To do. After reading the entries below, copy word for word the lines from the first through the line containing "difference_1px", and stop there.
--- START ---
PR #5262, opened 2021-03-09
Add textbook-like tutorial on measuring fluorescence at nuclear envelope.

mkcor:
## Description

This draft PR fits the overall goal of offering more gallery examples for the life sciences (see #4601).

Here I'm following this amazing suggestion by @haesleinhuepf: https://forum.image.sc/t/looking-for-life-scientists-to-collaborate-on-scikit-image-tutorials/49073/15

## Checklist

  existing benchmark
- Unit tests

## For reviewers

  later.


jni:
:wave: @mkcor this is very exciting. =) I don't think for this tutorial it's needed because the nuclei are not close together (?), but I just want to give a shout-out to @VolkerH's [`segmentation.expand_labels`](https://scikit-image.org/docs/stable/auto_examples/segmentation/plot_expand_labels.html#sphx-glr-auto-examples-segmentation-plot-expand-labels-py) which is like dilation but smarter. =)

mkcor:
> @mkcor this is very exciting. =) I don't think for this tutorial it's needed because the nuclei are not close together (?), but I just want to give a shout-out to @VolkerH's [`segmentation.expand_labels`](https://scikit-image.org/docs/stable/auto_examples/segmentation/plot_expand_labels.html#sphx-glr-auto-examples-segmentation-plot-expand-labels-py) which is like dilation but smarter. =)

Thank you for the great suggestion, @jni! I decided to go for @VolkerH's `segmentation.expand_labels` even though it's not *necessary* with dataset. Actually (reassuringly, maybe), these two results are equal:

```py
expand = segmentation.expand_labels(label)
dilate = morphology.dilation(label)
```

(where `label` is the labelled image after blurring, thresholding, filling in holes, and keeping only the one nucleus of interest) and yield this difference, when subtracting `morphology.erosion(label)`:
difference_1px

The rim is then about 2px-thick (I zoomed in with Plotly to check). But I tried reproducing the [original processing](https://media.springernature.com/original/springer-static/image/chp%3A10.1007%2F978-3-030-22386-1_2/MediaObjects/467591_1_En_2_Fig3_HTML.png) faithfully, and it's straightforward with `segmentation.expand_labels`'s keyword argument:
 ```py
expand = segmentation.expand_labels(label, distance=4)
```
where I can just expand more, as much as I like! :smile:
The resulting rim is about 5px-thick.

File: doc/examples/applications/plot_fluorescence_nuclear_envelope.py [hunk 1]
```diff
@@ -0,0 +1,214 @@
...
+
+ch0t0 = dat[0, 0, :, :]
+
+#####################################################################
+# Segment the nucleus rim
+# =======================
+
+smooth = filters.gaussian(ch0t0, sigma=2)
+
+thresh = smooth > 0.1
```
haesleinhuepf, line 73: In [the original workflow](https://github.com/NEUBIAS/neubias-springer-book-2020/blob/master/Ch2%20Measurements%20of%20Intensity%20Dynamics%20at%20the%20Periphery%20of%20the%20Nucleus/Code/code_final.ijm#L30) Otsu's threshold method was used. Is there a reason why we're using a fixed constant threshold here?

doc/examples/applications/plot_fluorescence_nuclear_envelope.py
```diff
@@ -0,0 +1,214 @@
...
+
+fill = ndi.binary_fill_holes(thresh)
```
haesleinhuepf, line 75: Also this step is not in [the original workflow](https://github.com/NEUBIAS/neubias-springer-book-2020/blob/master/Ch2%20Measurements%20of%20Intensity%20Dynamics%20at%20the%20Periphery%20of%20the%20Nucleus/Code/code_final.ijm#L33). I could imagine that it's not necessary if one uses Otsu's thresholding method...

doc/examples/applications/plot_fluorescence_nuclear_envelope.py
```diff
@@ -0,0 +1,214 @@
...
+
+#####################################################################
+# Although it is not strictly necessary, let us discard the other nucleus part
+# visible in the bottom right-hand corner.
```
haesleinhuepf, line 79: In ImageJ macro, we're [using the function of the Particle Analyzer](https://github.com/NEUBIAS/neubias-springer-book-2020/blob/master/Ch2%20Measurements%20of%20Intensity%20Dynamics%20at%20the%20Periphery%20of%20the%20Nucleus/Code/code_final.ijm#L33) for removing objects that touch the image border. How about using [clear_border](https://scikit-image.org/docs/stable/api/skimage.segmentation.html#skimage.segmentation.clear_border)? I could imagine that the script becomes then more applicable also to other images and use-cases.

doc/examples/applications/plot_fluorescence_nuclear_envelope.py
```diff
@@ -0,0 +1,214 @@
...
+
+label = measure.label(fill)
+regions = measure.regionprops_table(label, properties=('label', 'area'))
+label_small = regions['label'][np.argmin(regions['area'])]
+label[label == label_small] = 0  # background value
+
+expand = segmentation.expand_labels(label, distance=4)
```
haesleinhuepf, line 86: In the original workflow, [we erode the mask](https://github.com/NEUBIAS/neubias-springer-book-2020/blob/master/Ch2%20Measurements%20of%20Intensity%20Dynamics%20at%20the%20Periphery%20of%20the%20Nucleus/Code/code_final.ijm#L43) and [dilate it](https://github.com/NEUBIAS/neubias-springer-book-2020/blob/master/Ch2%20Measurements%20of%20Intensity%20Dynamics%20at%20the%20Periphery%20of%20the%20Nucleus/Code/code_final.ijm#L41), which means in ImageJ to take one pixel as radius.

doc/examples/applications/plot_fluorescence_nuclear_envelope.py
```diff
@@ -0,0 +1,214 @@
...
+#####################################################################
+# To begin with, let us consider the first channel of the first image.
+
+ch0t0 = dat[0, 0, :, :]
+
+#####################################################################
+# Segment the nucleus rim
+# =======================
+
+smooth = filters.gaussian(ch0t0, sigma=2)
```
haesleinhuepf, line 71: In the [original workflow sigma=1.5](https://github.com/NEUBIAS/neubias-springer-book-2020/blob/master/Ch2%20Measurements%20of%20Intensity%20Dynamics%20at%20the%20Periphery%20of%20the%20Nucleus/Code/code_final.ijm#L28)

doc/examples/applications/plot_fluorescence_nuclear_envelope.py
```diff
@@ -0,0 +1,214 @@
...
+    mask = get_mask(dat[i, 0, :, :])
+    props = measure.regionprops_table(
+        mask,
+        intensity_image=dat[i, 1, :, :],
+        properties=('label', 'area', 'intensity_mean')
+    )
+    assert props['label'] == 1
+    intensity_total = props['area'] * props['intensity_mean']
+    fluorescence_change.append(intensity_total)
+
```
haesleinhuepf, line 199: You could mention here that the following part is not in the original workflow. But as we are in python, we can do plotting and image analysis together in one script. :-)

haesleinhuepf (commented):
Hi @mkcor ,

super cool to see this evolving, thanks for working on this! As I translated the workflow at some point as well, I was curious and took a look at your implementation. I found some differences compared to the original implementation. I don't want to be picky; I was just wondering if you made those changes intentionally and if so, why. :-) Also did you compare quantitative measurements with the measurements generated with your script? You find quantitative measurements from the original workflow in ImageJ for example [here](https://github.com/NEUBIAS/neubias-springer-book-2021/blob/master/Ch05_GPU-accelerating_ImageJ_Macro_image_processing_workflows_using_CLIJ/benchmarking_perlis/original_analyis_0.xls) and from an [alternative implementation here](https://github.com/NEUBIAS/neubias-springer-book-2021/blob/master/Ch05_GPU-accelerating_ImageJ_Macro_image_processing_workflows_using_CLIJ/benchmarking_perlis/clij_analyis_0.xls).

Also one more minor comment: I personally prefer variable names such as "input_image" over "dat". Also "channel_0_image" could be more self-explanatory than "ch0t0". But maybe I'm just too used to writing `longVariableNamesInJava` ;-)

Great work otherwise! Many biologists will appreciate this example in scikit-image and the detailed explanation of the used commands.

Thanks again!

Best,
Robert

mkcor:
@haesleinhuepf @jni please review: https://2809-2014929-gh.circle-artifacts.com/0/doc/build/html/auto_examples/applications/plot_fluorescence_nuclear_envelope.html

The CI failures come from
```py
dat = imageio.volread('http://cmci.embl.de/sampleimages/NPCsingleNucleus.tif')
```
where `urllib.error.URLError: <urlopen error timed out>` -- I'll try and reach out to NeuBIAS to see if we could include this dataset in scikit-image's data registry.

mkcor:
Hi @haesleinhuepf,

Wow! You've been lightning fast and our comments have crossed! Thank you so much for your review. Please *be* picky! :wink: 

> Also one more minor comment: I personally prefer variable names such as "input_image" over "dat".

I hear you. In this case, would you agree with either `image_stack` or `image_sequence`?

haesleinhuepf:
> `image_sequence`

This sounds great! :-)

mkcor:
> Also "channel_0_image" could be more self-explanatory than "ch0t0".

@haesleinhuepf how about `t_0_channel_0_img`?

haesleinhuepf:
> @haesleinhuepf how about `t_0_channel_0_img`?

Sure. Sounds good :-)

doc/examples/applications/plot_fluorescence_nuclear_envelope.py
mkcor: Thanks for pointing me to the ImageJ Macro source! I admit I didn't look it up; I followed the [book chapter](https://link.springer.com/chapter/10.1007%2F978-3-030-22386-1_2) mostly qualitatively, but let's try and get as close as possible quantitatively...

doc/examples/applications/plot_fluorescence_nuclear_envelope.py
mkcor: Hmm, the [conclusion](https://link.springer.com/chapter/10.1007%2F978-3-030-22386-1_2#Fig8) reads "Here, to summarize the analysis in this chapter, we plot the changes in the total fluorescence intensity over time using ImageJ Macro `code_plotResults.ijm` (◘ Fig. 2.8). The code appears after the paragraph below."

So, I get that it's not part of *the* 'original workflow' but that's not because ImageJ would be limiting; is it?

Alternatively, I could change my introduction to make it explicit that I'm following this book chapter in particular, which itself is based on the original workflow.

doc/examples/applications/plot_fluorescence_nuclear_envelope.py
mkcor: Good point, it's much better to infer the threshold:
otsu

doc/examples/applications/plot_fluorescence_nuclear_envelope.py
--- END ---
Expected answer.
PR #5262, opened 2021-03-09
Add textbook-like tutorial on measuring fluorescence at nuclear envelope.

mkcor:
## Description

This draft PR fits the overall goal of offering more gallery examples for the life sciences (see #4601).

Here I'm following this amazing suggestion by @haesleinhuepf: https://forum.image.sc/t/looking-for-life-scientists-to-collaborate-on-scikit-image-tutorials/49073/15

## Checklist

  existing benchmark
- Unit tests

## For reviewers

  later.


jni:
:wave: @mkcor this is very exciting. =) I don't think for this tutorial it's needed because the nuclei are not close together (?), but I just want to give a shout-out to @VolkerH's [`segmentation.expand_labels`](https://scikit-image.org/docs/stable/auto_examples/segmentation/plot_expand_labels.html#sphx-glr-auto-examples-segmentation-plot-expand-labels-py) which is like dilation but smarter. =)

mkcor:
> @mkcor this is very exciting. =) I don't think for this tutorial it's needed because the nuclei are not close together (?), but I just want to give a shout-out to @VolkerH's [`segmentation.expand_labels`](https://scikit-image.org/docs/stable/auto_examples/segmentation/plot_expand_labels.html#sphx-glr-auto-examples-segmentation-plot-expand-labels-py) which is like dilation but smarter. =)

Thank you for the great suggestion, @jni! I decided to go for @VolkerH's `segmentation.expand_labels` even though it's not *necessary* with dataset. Actually (reassuringly, maybe), these two results are equal:

```py
expand = segmentation.expand_labels(label)
dilate = morphology.dilation(label)
```

(where `label` is the labelled image after blurring, thresholding, filling in holes, and keeping only the one nucleus of interest) and yield this difference, when subtracting `morphology.erosion(label)`:
difference_1px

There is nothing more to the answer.